_Task description:_ For each line below that contains the string "take", copy that line.

BEGIN Data for the task

PR #18593, opened 2023-12-05
Truncate long traces

klauspost:
## Motivation and Context

Prevent excessively long request traces

## How to test this PR?

Observe traces.

## Types of changes

### DIFF
--- a/internal/grid/trace.go
+++ b/internal/grid/trace.go
@@ -129,7 +129,11 @@ func (c *muxClient) traceRoundtrip(ctx context.Context, t *tracer, h HandlerID, 
 		trace.HTTP.ReqInfo.Path = trace.Path
 	} else if v != nil {
 		// Print exported fields as single request to path.
-		trace.Path = fmt.Sprintf("%s?req=%s", trace.Path, url.QueryEscape(fmt.Sprintf("%+v", v)))
+		obj := fmt.Sprintf("%+v", v)
+		if len(obj) > 1024 {
+			obj = obj[:1024] + "..."
+		}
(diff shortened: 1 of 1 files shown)


harshavardhana (approved):

internal/grid/trace.go
```diff
@@ -129,7 +129,11 @@ func (c *muxClient) traceRoundtrip(ctx context.Context, t *tracer, h HandlerID,
 		trace.HTTP.ReqInfo.Path = trace.Path
 	} else if v != nil {
 		// Print exported fields as single request to path.
-		trace.Path = fmt.Sprintf("%s?req=%s", trace.Path, url.QueryEscape(fmt.Sprintf("%+v", v)))
+		obj := fmt.Sprintf("%+v", v)
+		if len(obj) > 1024 {
```
harshavardhana, line 133:
```suggestion
		if len(obj) > 1024 {
```

still 1k is a lot? @klauspost

klauspost: It is only internal traces... So I think it is safe to say that it is rarely enabled.... What would you like it to be?

harshavardhana: I am thinking that can this be just like 64bytes and not more than that. Seeing entire fileinfo is not a requirement really TBH.

harshavardhana, line 133:
```suggestion
		if len(obj) > 64 {
```

vadmeste (approved):
LGTM

harshavardhana:
Let's take this in ..

PR #18595, opened 2023-12-05
Enable setting throttle config at bucket level

shtripat:

## How to test this PR?
Follow https://github.com/minio/mc/pull/4780

## Types of changes

## Checklist:


cmd/site-replication.go
```diff
@@ -3421,7 +3421,32 @@ func isBktQuotaCfgReplicated(total int, quotaCfgs []*madmin.BucketQuota) bool {
...
+	}
+	return true
+}
+
+func testEqual(a, b []string) bool {
+	if len(a) != len(b) {
+		return false
+	}
+	for i := range a {
+		if a[i] != b[i] {
```
harshavardhana: you are thinking about `slices.Equal()` ?

cmd/bucket-quota.go
```diff
@@ -131,6 +133,10 @@ func (sys *BucketQuotaSys) enforceQuotaHard(ctx context.Context, bucket string,
 		}
 	}
 
+	if err := enforceBucketThrottle(ctx, bucket); err != nil {
+		return err
+	}
+
 	return nil
```
harshavardhana:
```suggestion
	return enforceBucketThrottle(ctx, bucket)
```

cmd/bucket-quota.go
```diff
@@ -140,3 +146,33 @@ func enforceBucketQuotaHard(ctx context.Context, bucket string, size int64) erro
 	}
 	return globalBucketQuotaSys.enforceQuotaHard(ctx, bucket, size)
 }
+
+func enforceBucketThrottle(ctx context.Context, bucket string) error {
+	q, err := globalBucketQuotaSys.Get(ctx, bucket)
```
harshavardhana: do not fetch the config multiple times, fetch it once and pass it around for each enforcement functions.

cmd/bucket-quota.go
```diff
@@ -140,3 +146,33 @@ func enforceBucketQuotaHard(ctx context.Context, bucket string, size int64) erro
...
+	}
+	currS3ReqStats := globalHTTPStats.toServerHTTPStats().CurrentS3Requests.APIStats
+	for api, currReqCount := range currS3ReqStats {
+		for allowedAPI, allowedCount := range s3AllowedReqCountMap {
+			// rules can have exact API names or patterns like `Get*`
+			if matched, _ := regexp.MatchString(strings.ToLower(allowedAPI), strings.ToLower(api)); matched && uint64(currReqCount) > allowedCount {
+				return BucketQuotaExceeded{Bucket: bucket}
+			}
+		}
+	}
```
harshavardhana: Before you loop through, reject the most common when this quota is not set use-case, which is normal. 

Such as `if !cfg.IsBucketThrottled() { return nil }`

cmd/bucket-quota.go
```diff
@@ -140,3 +146,33 @@ func enforceBucketQuotaHard(ctx context.Context, bucket string, size int64) erro
...
+				s3AllowedReqCountMap[api] = rule.ConcurrentRequestsCount
+			}
+		}
+	}
+	currS3ReqStats := globalHTTPStats.toServerHTTPStats().CurrentS3Requests.APIStats
+	for api, currReqCount := range currS3ReqStats {
+		for allowedAPI, allowedCount := range s3AllowedReqCountMap {
+			// rules can have exact API names or patterns like `Get*`
+			if matched, _ := regexp.MatchString(strings.ToLower(allowedAPI), strings.ToLower(api)); matched && uint64(currReqCount) > allowedCount {
+				return BucketQuotaExceeded{Bucket: bucket}
```
harshavardhana: Extend the error to provide more context if the quota is exceeded for size or number of requests.

cmd/bucket-quota.go
```diff
@@ -140,3 +146,33 @@ func enforceBucketQuotaHard(ctx context.Context, bucket string, size int64) erro
...
+			} else {
+				s3AllowedReqCountMap[api] = rule.ConcurrentRequestsCount
+			}
+		}
+	}
+	currS3ReqStats := globalHTTPStats.toServerHTTPStats().CurrentS3Requests.APIStats
+	for api, currReqCount := range currS3ReqStats {
+		for allowedAPI, allowedCount := range s3AllowedReqCountMap {
+			// rules can have exact API names or patterns like `Get*`
+			if matched, _ := regexp.MatchString(strings.ToLower(allowedAPI), strings.ToLower(api)); matched && uint64(currReqCount) > allowedCount {
```
harshavardhana: Don't use `regexp` instead use wildcard package to match - regexp is very slow in hot I/O path.

harshavardhana (changes requested):

cmd/bucket-quota.go
```diff
@@ -140,3 +146,33 @@ func enforceBucketQuotaHard(ctx context.Context, bucket string, size int64) erro
...
 	return globalBucketQuotaSys.enforceQuotaHard(ctx, bucket, size)
 }
+
+func enforceBucketThrottle(ctx context.Context, bucket string) error {
+	q, err := globalBucketQuotaSys.Get(ctx, bucket)
+	if err != nil {
+		return err
+	}
+	// Check the breach of throttle rules
+	s3AllowedReqCountMap := make(map[string]uint64)
```
krisis: This PR allows for users to configure multiple concurrent-requests limits for the same API (or a set of APIs). We resolve this by picking the lowest limit placed on an API, which is fine.

What does the user gain by being able to configure different concurrent requests limit for the same API? I think we should return an error at the time of parsing these rules when we find an API being configured more than one limit value.

cmd/bucket-quota.go
```diff
@@ -140,3 +146,33 @@ func enforceBucketQuotaHard(ctx context.Context, bucket string, size int64) erro
 	}
 	return globalBucketQuotaSys.enforceQuotaHard(ctx, bucket, size)
 }
+
+func enforceBucketThrottle(ctx context.Context, bucket string) error {
```
krisis: This function must take the API name so that we can enforce quota throttle rules for this API alone.

cmd/site-replication.go
shtripat: Actually yes. Will change and use `slices.Equal()`

cmd/bucket-quota.go
shtripat: Thanks for pointing this. Will change this.

cmd/bucket-quota.go
shtripat: Ok, will add more details to it. thanks

cmd/bucket-quota.go
shtripat: Ok. will change

cmd/bucket-quota.go
shtripat: hmm, makes sense. I made it like this just because there could be wildcard rule say for `Get*` and specific one like `GetObject`.
But we can think of making it more versatile like below
1. If say generic wildcard based rule set for `Get*` and another one is being set for `GetObject`, we consider value of `GetObject` calls but any other Get calls we consider `Get*` value
2. Don't allow setting multiple rules for same APIs and if already exists, error out

Does this make sense @krisis @harshavardhana ?

cmd/bucket-quota.go
shtripat: Ack. will change.

cmd/bucket-quota.go
shtripat: I tried this where while adding new rules we would see if there are duplicates using below code
```
// HasDuplicateThrottleRules returns true if throttle rules set more than once
// for same APIs
func (q BucketQuota) HasDuplicateThrottleRules() (bool, string) {
       rulesMap := make(map[string]uint64)
       for _, rule := range q.ThrottleRules {
               for _, api := range rule.APIs {
                       if _, ok := rulesMap[strings.ToLower(api)]; ok {
                               return true, api
                       } else {
                               rulesMap[strings.ToLower(api)] = rule.ConcurrentRequestsCount
                       }
               }
       }
       return false, ""
}
```
With this change say we already have rules for `PutObject,Get*` and limit set as 100. Now if we try to set another rule for `PutObject` say with limit 200, it wont allow as there is limit set already for this API.
But if we want to change the limit as a requirement for `PutObject`, we will have to change for the whole APIs list for `PutObject,Get*` as each rule is treated unique by its list of APIs.
So we can either retain the logic as is and consider the lowest limit value across all rule for an API or let user set new value for the rule using the full APIs list (order of strings doesn't matter as we sort and then compare).
Suggestions??

krisis: >With this change say we already have rules for PutObject,Get* and limit set as 100. Now if we try to set another rule for PutObject say with limit 200, it wont allow as there is limit set already for this API.

Yes. I prefer this to MinIO silently resolving a possible misconfiguration. The motivation here is to make the rules system predictable.

>But if we want to change the limit as a requirement for PutObject, we will have to change for the whole APIs list for PutObject,Get* as each rule is treated unique by its list of APIs.

If they really want `PutObject`s to have a different limit than others in that API list, they should move it to separate rule, despite it being inconvenient, right?
But I understand that we can't completely escape the possibility that there are legitimate cases where an API has more than one rule apply to it. e.g `Get*` in a rule and `GetObject` in a separate rule. I like how you resolve this one, by giving the rule which applies to the API explicitly preference. This feels intuitive to me, but it must be made clear to our users. 

From this discussion, I think the following are the requirements for this feature. I took the liberty of adding observability into the mix. Feel free to change the following as you see correct. 

### Requirements
- Basic
    - A user must be able to set a limit on the maximum concurrent requests for each S3 API for a bucket
    - A user must be able to modify this limit at a later time.

- Convenience
    - A user must be able to such a limit for a group of APIs whose names share a common prefix

- Observability
    - A user should be able to learn more information about a throttled API call
      a. What was the applicable limit at that time?
      b. Which rule was responsible for the limit?
    - Each rule must have its own unique ID.
      - This can be provided by the user, should be generated by MinIO server when absent
      - This ID must be returned in the error client applications may receive when this limit crossed
      - This ID must be present in audit-logs, error logs and bucket events where applicable

shtripat: > If they really want PutObjects to have a different limit than others in that API list, they should move it to separate rule, despite it being inconvenient, right?

With current model actually we are allowed to create new rule for `PutObject` where already we have rule for say `PutObject,Get*` as new rule would be separate list of APIs (`PutObject`) and treated as new rule. Later while applying whatever limit is smaller from these two rules would be applied for `PutObject`.

> But I understand that we can't completely escape the possibility that there are legitimate cases where an API has more than one rule apply to it. e.g Get* in a rule and GetObject in a separate rule. I like how you resolve this one, by giving the rule which applies to the API explicitly preference. This feels intuitive to me, but it must be made clear to our users.

Yes, Agree.

I like the idea of ID for each rule. Allow edit later by ID would be additional feature which brings actually edit under `mc quota` as well.
Regarding observability aspects, is it like HTTP Response should have more details like which rule applied with what limit and why API was rejected? Also adding audit logs, events, error logs while throttle quota breach.

I will change accordingly and update the PR.

shtripat: Now with latest commit, each rule gets an unique ID assigned while creation. Also changing allowed concurrent requests count can be done using this ID.

During a breach now the error message would look something like `Throttle quota exceeded. Applied RuleID: clsogdlb4dtk8pn3p59g, Allowed Requests Count: 10, Current Requets Count: 81, API: PutObject` to the client.

MinIO would log the error as 
```
API: PutObject(bucket=test-bucket, object=file350)
Time: 10:33:56 UTC 12/13/2023
DeploymentID: cd195cc1-ad90-4697-8665-1b0c15952c98
RequestID: 17A05DA845C95CB6
RemoteHost: [::1]
Host: localhost:9000
UserAgent: MinIO (linux; amd64) minio-go/v7.0.63
Error: Throttle quota exceeded. Applied RuleID: clsogdlb4dtk8pn3p59g, Allowed Requests Count: 10, Current Requets Count: 105, API: PutObject (cmd.BucketThrottleQuotaExceeded)
```

Also trace (verbose) would show details as below
```
localhost:9000 [REQUEST s3.PutObject] [2023-12-13T15:52:54.685] [Client IP: [::1]]
localhost:9000 PUT /test-bucket/file463
localhost:9000 Proto: HTTP/1.1
localhost:9000 Host: localhost:9000
localhost:9000 X-Amz-Content-Sha256: STREAMING-AWS4-HMAC-SHA256-PAYLOAD
localhost:9000 X-Amz-Date: 20231213T102254Z
localhost:9000 X-Amz-Decoded-Content-Length: 28
localhost:9000 Authorization: AWS4-HMAC-SHA256 Credential=minioadmin/20231213/us-east-1/s3/aws4_request,SignedHeaders=host;x-amz-content-sha256;x-amz-date;x-amz-decoded-content-length,Signature=6bc6d58e4fc07bcc1cd65adcac203774d13145e0e6580ce3c0f1a5b5509878e3
localhost:9000 Content-Length: 201
localhost:9000 Content-Type: application/octet-stream
localhost:9000 User-Agent: MinIO (linux; amd64) minio-go/v7.0.63
localhost:9000 <BLOB>
localhost:9000 [RESPONSE] [2023-12-13T15:52:54.702] [ Duration 17.519ms TTFB 17.481994ms ↑ 119 B  ↓ 472 B ]
localhost:9000 400 Bad Request
localhost:9000 Accept-Ranges: bytes
localhost:9000 Content-Type: application/xml
localhost:9000 Strict-Transport-Security: max-age=31536000; includeSubDomains
localhost:9000 X-Amz-Id-2: dd9025bab4ad464b049177c95eb6ebf374d3b3fd1af9251148b658df7ac2e3e8
localhost:9000 X-Content-Type-Options: nosniff
localhost:9000 Content-Length: 472
localhost:9000 Server: MinIO
localhost:9000 Vary: Origin,Accept-Encoding
localhost:9000 X-Amz-Request-Id: 17A05D0E31614BC8
localhost:9000 X-Xss-Protection: 1; mode=block
localhost:9000 <?xml version="1.0" encoding="UTF-8"?>
<Error><Code>XMinioAdminBucketThrottleQuotaExceeded</Code><Message>Throttle quota exceeded. Applied RuleID: clsobntb4dtjd30m4arg, Allowed Requests Count: 10, Current Requets Count: 135, API: PutObject</Message><Key>file463</Key><BucketName>test-bucket</BucketName><Resource>/test-bucket/file463</Resource><RequestId>17A05D0E31614BC8</RequestId><HostId>dd9025bab4ad464b049177c95eb6ebf374d3b3fd1af9251148b658df7ac2e3e8</HostId></Error>
```

https://github.com/minio/mc/pull/4780 has verification details.

shtripat:
Closing as not needed.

END Data for the task

_Output for this task:_
Let's take this in ..
krisis: This function must take the API name so that we can enforce quota throttle rules for this API alone.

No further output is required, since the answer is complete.